28. August 2013

M100 Sanssouci Colloquium

News

26.08.2013 „Die gewaltsamen Räumungen waren für mich der Wendepunkt“/ M100 Media Award 2013 an den „Standing Man“ vom Taksim Platz/ Der türkische Tänzer und Choreograph Erdem Gündüz wurde zur Ikone der Proteste in Istanbul und fand weltweit Nachahmer

Der diesjährige M100 Media Award wird an den türkischen Tänzer und Choreographen Erdem Gündüz verliehen. Der undotierte Preis wird zum Abschluss der internationalen Medienkonferenz M100 Sanssouci Colloquium am Abend des 5. September im Raffaelsaal in Potsdam-Sanssouci verliehen. (Akkreditierungsformular für PK und Preisverleihung anbei).

Der 34-Jährige Gündüz wurde durch seine Aktion „stehender Mann“ (türk. Duran Adam) weltweit bekannt, als er zwischen Juni und Juli vier Wochen lang jeden Tag stundenlang auf dem Taksim Platz stand und das Porträt von Staatsgründer Mustafa Kemal Atatürk anblickte. Mit seinem stillen Protest wurde er zur Ikone des friedlichen Widerstandes und fand weltweit Nachahmer. Gündüz wird vom M100-Beirat für sein mutiges Engagement für freie Meinungsäußerung und Menschenrechte ausgezeichnet.

Gündüz begann seinen Protest am 17. Juni, nachdem die Polizei zwei Tage zuvor den Gezi-Park in Istanbul zum zweiten Mal gewaltsam von Demonstranten geräumt hatte. „Einige Leute starben während der Kundgebungen“, sagt er. „Was im Gezi-Park geschah war für mich der Wendepunkt und ich wusste, dass ich da mitmachen muss.“ Sein erster stiller Protest dauerte acht Stunden; nach fünf Stunden wurde seine Performance von einer großen Anzahl von Menschen bemerkt. Zuerst versuchten Polizisten in Zivil, ihn zu überzeugen, seine Performance zu beenden, dann folgten Demonstranten und Aktivisten seinem Beispiel und schlossen sich ihm spontan an. Sie agierten völlig autonom. In den folgenden Tagen standen viele Menschen in anderen türkischen Städten und in anderen Ländern still, um ihre Enttäuschung und Solidarität auszudrücken.

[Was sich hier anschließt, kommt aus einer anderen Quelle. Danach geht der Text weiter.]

PR #11046, opened 2022-06-30
fix: Refactored server methods to return a 404 error instead of undefined when something cannot be found

### LINKED ISSUE #10892: Refactor  findStripeSubscriptionIdForTeam to return a 404 error instead of `undefined` when something cannot be found

Refactor ~all~ [findStripeSubscriptionIdForTeam](https://github.com/gitpod-io/gitpod/blob/26b4f555f4efd4b00f7912f63f930477e962c95d/components/server/ee/src/workspace/gitpod-server-impl.ts#L1913-L1915)  to return a 404 error instead of `undefined` when something cannot be found to be differentiate precisely between various cases.

E.g.

```ts
async findSomething(query): Promise<Something | undefined> {
    if (!something) {
        return undefined;
    }
    return something;
}
```

would become

```ts
async findSomething(query): Promise<Something> {
    if (!something) {
        throw new ResponseError(ErrorCodes.NOT_FOUND, "Could not find something");
    }
    return something;
}
```

This would of course also need to be handled by all clients, for example the dashboard (where a `undefined` check should become a 404 error catcher).

- Staying with `undefined` (status quo)

goverdhan07:
…ined when something cannot be found

## Description

Refactored server methods to return a 404 error instead of undefined when something cannot be found

## Related Issue(s)

Fixes #10892

## Release Notes

```release-note
```

## Werft options:

- [x] /werft with-preview

### DIFF
--- a/components/gitpod-protocol/src/gitpod-service.ts
+++ b/components/gitpod-protocol/src/gitpod-service.ts
@@ -276,7 +276,7 @@ export interface GitpodServer extends JsonRpcServer<GitpodClient>, AdminServer, 
 
     getStripePublishableKey(): Promise<string>;
     getStripeSetupIntentClientSecret(): Promise<string>;
-    findStripeSubscriptionIdForTeam(teamId: string): Promise<string | undefined>;
+    findStripeSubscriptionIdForTeam(teamId: string): Promise<string>;
     subscribeTeamToStripe(teamId: string, setupIntentId: string, currency: Currency): Promise<void>;
     getStripePortalUrlForTeam(teamId: string): Promise<string>;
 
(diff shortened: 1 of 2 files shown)


geropl:
Hey @goverdhan07 , thanks for your contribution! :pray:

I have a couple of remarks:
 1. When adjusting the implementation, we also need to adjust the [service definition](https://github.com/goverdhan07/gitpod/blob/refactor-server-methods/components/gitpod-protocol/src/gitpod-service.ts#L279). To check if it builds, you can run `cd components && yarn watch` inside your workspace
 2. If we adjust this method, we should also make sure that all call sites in the frontend handle this error in a sane and sensible way. You build it with `cd components/dashboard && yarn start`.


BTW I'll trigger our contributor lincense aggrement process in parallel so we can merge it in the end.

geropl (changes requested):
Compare [this comment](https://github.com/gitpod-io/gitpod/pull/11046#issuecomment-1172242206).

„Durch die Auszeichnung von Erdem Gündüz mit dem M100 Media Award wird auch in diesem Jahr wieder ein klares Zeichen gesetzt, dass gewaltfreier friedlicher Widerstand funktioniert. Seine Waffe heißt Kreativität. Seine Markenzeichen sind Mut und Ausdauer. Und all das braucht man auch, wenn man für freie Meinungsäußerung und die Menschenrechte eintritt,“ so Jann Jakobs, Oberbürgermeister von Potsdam und Vorsitzender des M100-Beirats.

„Die Berichterstattung über die Gezi-Proteste in Istanbul hat gezeigt, wie groß der Druck auf Journalisten in der Türkei ist, Kritik an der Regierung aus Rücksicht auf die unternehmerischen Aktivitäten der Medieneigentümer unter den Teppich zu kehren“, so Michael Rediske, Vorstandssprecher von Reporter ohne Grenzen. „Mit seiner spektakulären Aktion auf dem Taksim-Platz hat Erdem Gündüz demonstriert, dass selbst ein einzelner Mensch ein Zeichen für die Meinungsfreiheit setzen kann.“

Wenzel Michalski, Deutschland-Direktor von Human Rights Watch: „Erdem Gündüz‘ schweigender Protest auf dem Taksim-Platz wurde zum Symbol für das Recht auf friedlichen Protest im Angesicht des brutalen Vorgehens der türkischen Sicherheitskräfte gegen die Demonstranten im Gezi-Park. Human Rights Watch dokumentierte über Wochen, wie die Polizei mit äußerster Härte versuchte, die Proteste niederzuschlagen, welche die Türkei seit Ende Mai erschütterten. Die Rechte auf friedliche Versammlung und freie Meinungsäußerung sind grundlegende Menschenrechte, die in der Türkei aktuell gefährdet sind. Vor diesem Hintergrund freuen wir uns sehr, dass Gündüz für sein Engagement mit dem M100 Media Award ausgezeichnet wird.“

Erdem Gündüz wurde 1979 in Ankara geboren und absolvierte 2007 sein Studium an der Fakultät für Kunst und Design im Bereich Musik und darstellende Kunst an der Technischen Universität Y?ld?z. Er studierte Schauspielkunst und ist unter anderem Gründer des Tanztheaters der Universität der Ägäis. Zurzeit beendet er sein Master-Studium im Bereich Darstellende Künste an der Mimar Sinan Universität der schönen Künste.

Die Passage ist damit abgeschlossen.